Problem » Below are some records; print every one of them exactly.

The data »
PR #1784, opened 2017-12-12
review refactor(api): OutputType available in Environment

surli:
This PR aims at simplifying the usage of API for defining output type: until now the only way to specify the output type was using the argument "output-type" or using its own call of `JDTSpoonCompiler#generateProcessedSourceFiles`. Now it can be done simply by setting `Environment#setOutputType`


monperrus:
thanks!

Output for this task »
PR #1784, opened 2017-12-12
review refactor(api): OutputType available in Environment

surli:
This PR aims at simplifying the usage of API for defining output type: until now the only way to specify the output type was using the argument "output-type" or using its own call of `JDTSpoonCompiler#generateProcessedSourceFiles`. Now it can be done simply by setting `Environment#setOutputType`


monperrus:
thanks!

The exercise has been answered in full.